» **Description of the task**:
Where "same" occurs in a line of the entries below, copy that line.

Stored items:
PR #3011, opened 2026-09-03
feat(iam): support DynamoDB fine-grained access control (#2926)

### LINKED ISSUE #2926: [FEAT] DynamoDB fine-grained access control: dynamodb:LeadingKeys/Attributes condition keys and ForAllValues set operators
## Service

IAM (policy enforcement), affecting DynamoDB

## API Action / Feature

Support for DynamoDB's fine-grained access control condition keys, `dynamodb:LeadingKeys`, `dynamodb:Attributes` and `dynamodb:Select`, together with the `ForAllValues:` and `ForAnyValue:` set operators those policies are written with.

## AWS Documentation

- Using IAM policy conditions for fine-grained access control: https://docs.aws.amazon.com/amazondynamodb/latest/developerguide/specifying-conditions.html
- Condition keys for Amazon DynamoDB: https://docs.aws.amazon.com/service-authorization/latest/reference/list_dynamodb.html
- Item-level access based on a Cognito identity: https://docs.aws.amazon.com/IAM/latest/UserGuide/reference_policies_examples_dynamodb_items.html

## Why is this needed?

Item-level scoping is the standard way to make one DynamoDB table multi-tenant: a session role grants access only to items whose partition key begins with the caller's own identity, usually through a principal tag.

```json
{
  "Effect": "Allow",
  "Action": ["dynamodb:GetItem", "dynamodb:Query", "dynamodb:PutItem"],
  "Resource": "arn:aws:dynamodb:...:table/AppTable",
  "Condition": {
    "ForAllValues:StringLike": {
      "dynamodb:LeadingKeys": ["USER_${aws:PrincipalTag/userId}*"]
    }
  }
}
```

Floci can run the application that uses such a role, but not the boundary itself, so the isolation is only ever exercised against real AWS.

## Current behavior

Three pieces are missing, and they compound.

**Condition keys are never populated.** `IamConditionContextResolver` supplies `s3:prefix`, `s3:delimiter` and `s3:ListBucket` only, with no DynamoDB handling.

**The set operators are not implemented.** `ForAllValues:` and `ForAnyValue:` appear nowhere in the IAM package. `IamPolicyEvaluator.evaluateConditionBlock` strips only an `IfExists` suffix, so `ForAllValues:StringLike` reaches the operator switch as a literal unknown operator.

**The condition context is single-valued.** It is a `Map<String, String>`, while `dynamodb:LeadingKeys` and `dynamodb:Attributes` are multi-valued by definition, so representing them needs a shape change rather than another case.

The combined effect is fail-closed rather than fail-open, which is the safer direction but still wrong: a missing key hits

```java
return false; // key missing, no IfExists -> fail entire block
```

so the statement never matches and every request the policy was meant to allow is denied.

## Measurements

Against `floci/floci:2.0.1` with `FLOCI_SERVICES_IAM_ENFORCEMENT_ENABLED=true`, a role granting `dynamodb:GetItem` with `ForAllValues:StringLike` on `dynamodb:LeadingKeys` of `USER_alice*`:

```
GetItem USER_alice  (policy intends: allow)  -> AccessDeniedException
GetItem USER_bob    (policy intends: deny)   -> AccessDeniedException
```

Both are denied, so the policy cannot distinguish in-scope from out-of-scope items.

That result on its own does not isolate the condition, because #2925 means a policy naming a table ARN is denied regardless of any condition. Controls on the same session:

```
Action * / Resource *                  -> ALLOWED
Action * / real table ARN              -> AccessDeniedException   (this is #2925)
```

So the condition keys cannot even be reached today. #2925 has to land before this becomes observable, which is why they are filed separately.

## Proposed shape

- Populate `dynamodb:LeadingKeys` from the partition key values a request names, and `dynamodb:Attributes` from the attribute names it touches, in the same place the resource ARN is derived. Both need the parsed JSON body, which is the same prerequisite #2925 has.
- Widen the condition context to multi-valued so a set-typed key can be represented.
- Implement `ForAllValues:` and `ForAnyValue:` over that, with the empty-set semantics AWS documents. `ForAllValues:` evaluating true on an empty set is the behaviour policies guard against with a `Null` check, so it needs to match rather than be simplified away.

## What I could not measure

I did not verify AWS's own behaviour for these policies against a live account: doing so needs an IAM role and a scoped session in an account I was not going to mutate for a probe. The expected behaviour above is from the documentation linked at the top, not from a call I made. The Floci-side measurements are all executed.

- [ ] Yes
- [ ] No

vuthehuyht:
## Summary

Implements DynamoDB item-level fine-grained access control (FGAC) in the emulator, enabling IAM policies scoped with condition keys such as `dynamodb:LeadingKeys`, `dynamodb:Attributes`, and `dynamodb:Select` (via set operators like `ForAllValues:StringLike`) to accurately allow or deny requests on specific partition keys and attributes.

Closes #2926

## Type of change

- [ ] Bug fix (`fix:`)
- [x] New feature (`feat:`)
- [ ] Docs / chore

### Gaps Closed

1. **Multi-valued condition context**: `IamPolicyEvaluator` evaluated condition contexts as `Map<String, String>`, which prevented multi-valued/set-typed context keys from being represented. The evaluation pipeline across `evaluate`, `simulateCustomPolicy`, `simulatePrincipalPolicy`, and internal helpers now carries `Map<String, List<String>>`.
2. **Set operators (`ForAllValues:` / `ForAnyValue:`)**: Added case-sensitive prefix parsing for `ForAllValues:` and `ForAnyValue:` set quantifiers ahead of `IfExists` stripping. Implemented AWS empty-set evaluation semantics: `ForAllValues:` over an empty set matches vacuously (`true`), whereas `ForAnyValue:` over an empty set does not match (`false`).
3. **SimulatePrincipalPolicy multi-value extraction**: `IamQueryHandler.extractContextEntries` previously read only `ContextKeyValues.member.1` and dropped subsequent members. It now reads all indexed members.
4. **DynamoDB condition keys extractor**: Added `DynamoDbConditionKeys` and `DynamoDbKeyConditionParser` to extract partition keys, referenced attributes, and `Select` parameter across `GetItem`, `PutItem`, `UpdateItem`, `DeleteItem`, `Query`, `BatchGetItem`, and `BatchWriteItem`.
5. **IAM enforcement filter wiring**: Wired `IamConditionContextResolver` with a `dynamodb` branch using the buffered JSON body and lazily injected `DynamoDbService` to resolve table schemas without hard cyclic dependencies.

### Security & Fail-Closed Behavior
- Whenever a leading key or table schema cannot be determined (e.g., unknown table, a `Key` that omits the partition key attribute, or an unparseable expression), the condition key is omitted rather than guessed.
- Under an IAM policy scoped purely through `dynamodb:LeadingKeys`, a malformed request (such as a `GetItem` omitting the partition key) results in `AccessDeniedException` (HTTP 403) instead of DynamoDB `ValidationException` (HTTP 400). Failing closed is the intended behavior for security policy enforcement.

### Deferred Scope
Follow-up areas (`Scan` leading keys, transactions across multiple tables, and PartiQL predicate extraction) are tracked separately.

## Checklist

### DIFF
--- a/docs/services/iam.md
+++ b/docs/services/iam.md
@@ -395,7 +395,7 @@ account key carries no identity policies of its own.
   own spelling (the prefix match is case-sensitive). They compose with `IfExists`
   (`ForAnyValue:StringEqualsIfExists`). `ForAllValues:` over an empty set matches vacuously
   and `ForAnyValue:` over an empty set does not match, so pair `ForAllValues:` with
-  `"Null":{"<key>":"false"}` as you would on AWS — `Null` treats a present-but-empty set as
+  `"Null":{"<key>":"false"}` as you would on AWS: `Null` treats a present-but-empty set as
   absent, so the guard fires either way.
 - When a condition lists several values, a positive operator matches if the request value
   equals **any** of them; a negated operator (`StringNotEquals`, `ArnNotLike`, `NotIpAddress`,
@@ -407,20 +407,20 @@ account key carries no identity policies of its own.
 A `Condition` operator can only match a key floci actually places in the request context.
 floci populates:
 
-- `s3:prefix`, `s3:delimiter`, `s3:max-keys` — from the S3 request parameters.
-- `aws:PrincipalArn` — the caller's ARN, resolved from the signing access key. It is the
+- `s3:prefix`, `s3:delimiter`, `s3:max-keys`: from the S3 request parameters.
+- `aws:PrincipalArn`: the caller's ARN, resolved from the signing access key. It is the
   IAM-user ARN for a user access key, the assumed-role ARN for an STS session, and
   `arn:aws:iam::<account>:root` for the bare account-id key (floci's account-root principal),
   matching the ARN shape AWS itself reports for the account root. It is **absent** only for
   unknown keys, where nothing about the caller can be resolved.
-- `dynamodb:LeadingKeys`, `dynamodb:Attributes`, `dynamodb:Select` — from the DynamoDB request
+- `dynamodb:LeadingKeys`, `dynamodb:Attributes`, `dynamodb:Select`: from the DynamoDB request
   body, for `GetItem`, `PutItem`, `UpdateItem`, `DeleteItem`, `Query`, `BatchGetItem` and
   `BatchWriteItem` (`dynamodb:Select` for `Query` and `Scan`). `LeadingKeys` holds the
-  partition-key values the request names — from `Key`, `Item`, the `KeyConditionExpression`
+  partition-key values the request names: from `Key`, `Item`, the `KeyConditionExpression`
   equality, the legacy `KeyConditions` `EQ` entry, or each `RequestItems` entry. `Attributes`
-  holds the attribute names the request *names* — item and key fields, `AttributesToGet`,
+  holds the attribute names the request *names* (item and key fields, `AttributesToGet`,
   projection / update / filter / condition / key-condition expressions, and
-  `ExpressionAttributeNames`; a request with no projection returns every attribute while
+  `ExpressionAttributeNames`); a request with no projection returns every attribute while
   reporting only the names it mentions, exactly as on AWS, which is why AWS pairs `Attributes`
   with `dynamodb:Select`. Each key is **omitted** when it cannot be determined (unknown table,
   a `Key` that omits the partition attribute, an unparseable `KeyConditionExpression`, a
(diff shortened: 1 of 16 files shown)


pgermosen (commented):
Really solid work here. Checked both of the earlier findings directly rather than trusting the commit message, the GSI partition-key resolution and the UpdateExpression right-hand-side attribute capture are both genuinely fixed. Also went and verified the ForAllValues/ForAnyValue empty-set semantics against AWS's own IAM documentation since that's an easy detail to get backwards, and it's exactly right. The enforcement wiring holds up too: the lazy DI genuinely avoids a cyclic dependency, table resolution skips the expensive item-count scan on the hot path, and a multi-table batch correctly fails closed instead of guessing a key schema.

One nit worth a quick fix: the class-level Javadoc on DynamoDbConditionKeys says an omitted condition key always "fails closed," but that's only true for LeadingKeys. For Attributes under ForAllValues it's actually the opposite, under-reporting is the unsafe direction, and your own inline comment on addExpressionAttributes says so correctly. The code itself is written right for that risk, it's just the top-level doc comment overgeneralizing in a way that could mislead a future reader into treating "fails closed" as a blanket guarantee across all three condition keys. Worth tightening that comment to call out Attributes as the exception.

Once that's updated, this is good to go.

vuthehuyht:
Updated the class-level Javadoc on `DynamoDbConditionKeys` to explicitly clarify that the "fail closed" behavior applies to `dynamodb:LeadingKeys`, whereas for `dynamodb:Attributes` evaluated under `ForAllValues`, under-reporting is the unsafe direction because omitting a referenced attribute could allow an unauthorized operation to pass.

pgermosen (approved):
The doc fix addresses the nit exactly, it now correctly scopes "fails closed" to LeadingKeys and calls out Attributes/ForAllValues as the case where under-reporting is the unsafe direction. Everything else from the earlier review still holds. Approving.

» **Exercise solution**:
That result on its own does not isolate the condition, because #2925 means a policy naming a table ARN is denied regardless of any condition. Controls on the same session:
- Populate `dynamodb:LeadingKeys` from the partition key values a request names, and `dynamodb:Attributes` from the attribute names it touches, in the same place the resource ARN is derived. Both need the parsed JSON body, which is the same prerequisite #2925 has.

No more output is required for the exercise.